__Work required__
Filter the entries below down to the lines that hold "behavior".

__Exercise input__
-- Opening Marker --

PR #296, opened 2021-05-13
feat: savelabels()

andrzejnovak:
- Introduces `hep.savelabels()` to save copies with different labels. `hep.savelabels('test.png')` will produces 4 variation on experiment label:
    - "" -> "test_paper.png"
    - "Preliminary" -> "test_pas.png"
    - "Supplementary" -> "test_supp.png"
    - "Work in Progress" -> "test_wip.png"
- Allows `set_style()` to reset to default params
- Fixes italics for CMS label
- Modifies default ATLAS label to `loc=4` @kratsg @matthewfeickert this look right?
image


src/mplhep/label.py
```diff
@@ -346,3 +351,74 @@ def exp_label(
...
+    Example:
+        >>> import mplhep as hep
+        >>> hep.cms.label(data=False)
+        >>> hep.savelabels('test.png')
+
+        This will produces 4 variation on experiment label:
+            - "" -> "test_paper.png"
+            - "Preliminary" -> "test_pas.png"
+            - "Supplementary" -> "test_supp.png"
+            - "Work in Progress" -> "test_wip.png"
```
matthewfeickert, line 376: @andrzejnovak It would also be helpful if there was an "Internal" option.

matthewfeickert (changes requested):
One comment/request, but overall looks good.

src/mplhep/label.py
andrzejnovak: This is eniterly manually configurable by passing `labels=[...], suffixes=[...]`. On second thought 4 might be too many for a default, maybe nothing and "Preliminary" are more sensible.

-- Closing Marker --
-- Opening Marker --

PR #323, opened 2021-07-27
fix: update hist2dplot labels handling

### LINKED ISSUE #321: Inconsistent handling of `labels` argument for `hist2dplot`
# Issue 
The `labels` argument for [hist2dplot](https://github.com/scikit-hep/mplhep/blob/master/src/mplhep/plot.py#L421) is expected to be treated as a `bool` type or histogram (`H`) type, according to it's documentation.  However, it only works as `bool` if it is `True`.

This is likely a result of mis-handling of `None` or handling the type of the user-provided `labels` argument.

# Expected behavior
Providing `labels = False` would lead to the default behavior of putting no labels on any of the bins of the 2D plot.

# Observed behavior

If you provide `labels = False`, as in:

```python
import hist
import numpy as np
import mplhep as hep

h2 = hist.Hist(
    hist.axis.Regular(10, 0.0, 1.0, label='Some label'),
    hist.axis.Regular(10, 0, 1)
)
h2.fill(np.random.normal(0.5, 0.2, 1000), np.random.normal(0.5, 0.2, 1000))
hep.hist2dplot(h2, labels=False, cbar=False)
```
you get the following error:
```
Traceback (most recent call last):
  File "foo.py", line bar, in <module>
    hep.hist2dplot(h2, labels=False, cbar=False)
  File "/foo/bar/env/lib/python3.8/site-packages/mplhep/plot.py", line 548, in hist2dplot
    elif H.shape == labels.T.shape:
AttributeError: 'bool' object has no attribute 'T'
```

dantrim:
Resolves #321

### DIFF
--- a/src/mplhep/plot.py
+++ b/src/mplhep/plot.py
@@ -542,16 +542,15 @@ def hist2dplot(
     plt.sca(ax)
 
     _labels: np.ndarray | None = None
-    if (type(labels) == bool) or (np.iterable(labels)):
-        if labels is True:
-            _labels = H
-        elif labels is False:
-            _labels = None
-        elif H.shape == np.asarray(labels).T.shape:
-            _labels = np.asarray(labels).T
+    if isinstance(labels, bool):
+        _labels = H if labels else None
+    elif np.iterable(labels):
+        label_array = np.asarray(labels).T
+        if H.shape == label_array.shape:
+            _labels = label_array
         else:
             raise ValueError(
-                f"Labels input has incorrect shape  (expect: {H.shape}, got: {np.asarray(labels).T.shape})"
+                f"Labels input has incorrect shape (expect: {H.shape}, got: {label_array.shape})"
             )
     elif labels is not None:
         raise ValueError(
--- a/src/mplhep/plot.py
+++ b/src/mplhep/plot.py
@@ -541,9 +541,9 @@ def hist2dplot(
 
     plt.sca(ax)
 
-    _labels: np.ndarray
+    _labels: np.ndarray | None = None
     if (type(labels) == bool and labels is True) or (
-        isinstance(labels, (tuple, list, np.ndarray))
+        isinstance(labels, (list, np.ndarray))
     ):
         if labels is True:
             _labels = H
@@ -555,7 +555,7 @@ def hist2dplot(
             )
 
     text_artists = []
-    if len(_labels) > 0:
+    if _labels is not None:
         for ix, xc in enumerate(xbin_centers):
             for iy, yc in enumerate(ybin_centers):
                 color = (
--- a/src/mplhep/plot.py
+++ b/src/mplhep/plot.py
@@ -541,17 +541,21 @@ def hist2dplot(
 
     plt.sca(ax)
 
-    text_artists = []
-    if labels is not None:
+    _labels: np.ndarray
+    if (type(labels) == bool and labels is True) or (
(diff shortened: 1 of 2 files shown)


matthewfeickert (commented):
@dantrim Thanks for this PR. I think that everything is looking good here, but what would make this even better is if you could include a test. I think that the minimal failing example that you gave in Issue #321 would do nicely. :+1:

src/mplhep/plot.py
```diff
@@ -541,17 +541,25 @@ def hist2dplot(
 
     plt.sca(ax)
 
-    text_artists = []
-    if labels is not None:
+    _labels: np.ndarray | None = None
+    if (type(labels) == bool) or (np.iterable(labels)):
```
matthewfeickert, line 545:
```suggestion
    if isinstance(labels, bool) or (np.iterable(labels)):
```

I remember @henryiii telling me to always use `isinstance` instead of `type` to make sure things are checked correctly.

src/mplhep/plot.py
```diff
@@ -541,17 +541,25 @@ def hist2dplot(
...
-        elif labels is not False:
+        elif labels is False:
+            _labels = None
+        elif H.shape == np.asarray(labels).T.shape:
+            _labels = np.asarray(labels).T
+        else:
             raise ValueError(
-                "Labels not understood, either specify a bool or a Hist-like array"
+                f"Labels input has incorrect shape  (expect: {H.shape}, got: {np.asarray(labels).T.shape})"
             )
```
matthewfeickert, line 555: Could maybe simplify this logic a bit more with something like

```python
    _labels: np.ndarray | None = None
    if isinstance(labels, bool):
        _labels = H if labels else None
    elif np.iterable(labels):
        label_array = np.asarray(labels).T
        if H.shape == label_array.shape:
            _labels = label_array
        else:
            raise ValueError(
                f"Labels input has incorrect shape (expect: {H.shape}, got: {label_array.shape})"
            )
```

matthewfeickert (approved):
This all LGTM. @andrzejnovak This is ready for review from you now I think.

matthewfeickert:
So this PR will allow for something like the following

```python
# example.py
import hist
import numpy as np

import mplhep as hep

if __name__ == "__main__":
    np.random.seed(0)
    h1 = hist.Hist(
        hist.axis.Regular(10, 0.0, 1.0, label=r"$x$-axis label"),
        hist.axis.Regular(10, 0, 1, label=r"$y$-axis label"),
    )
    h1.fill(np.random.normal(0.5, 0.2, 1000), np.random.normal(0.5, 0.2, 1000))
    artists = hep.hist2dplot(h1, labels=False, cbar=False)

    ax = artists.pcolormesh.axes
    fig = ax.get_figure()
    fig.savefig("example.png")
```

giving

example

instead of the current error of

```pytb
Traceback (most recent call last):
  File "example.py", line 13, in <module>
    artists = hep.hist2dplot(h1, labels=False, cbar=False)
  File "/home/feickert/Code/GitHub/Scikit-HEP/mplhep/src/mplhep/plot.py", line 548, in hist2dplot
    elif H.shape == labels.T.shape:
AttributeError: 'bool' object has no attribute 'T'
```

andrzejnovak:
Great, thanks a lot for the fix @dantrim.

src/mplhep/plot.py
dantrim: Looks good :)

-- Closing Marker --

__Task output__
# Expected behavior
Providing `labels = False` would lead to the default behavior of putting no labels on any of the bins of the 2D plot.
# Observed behavior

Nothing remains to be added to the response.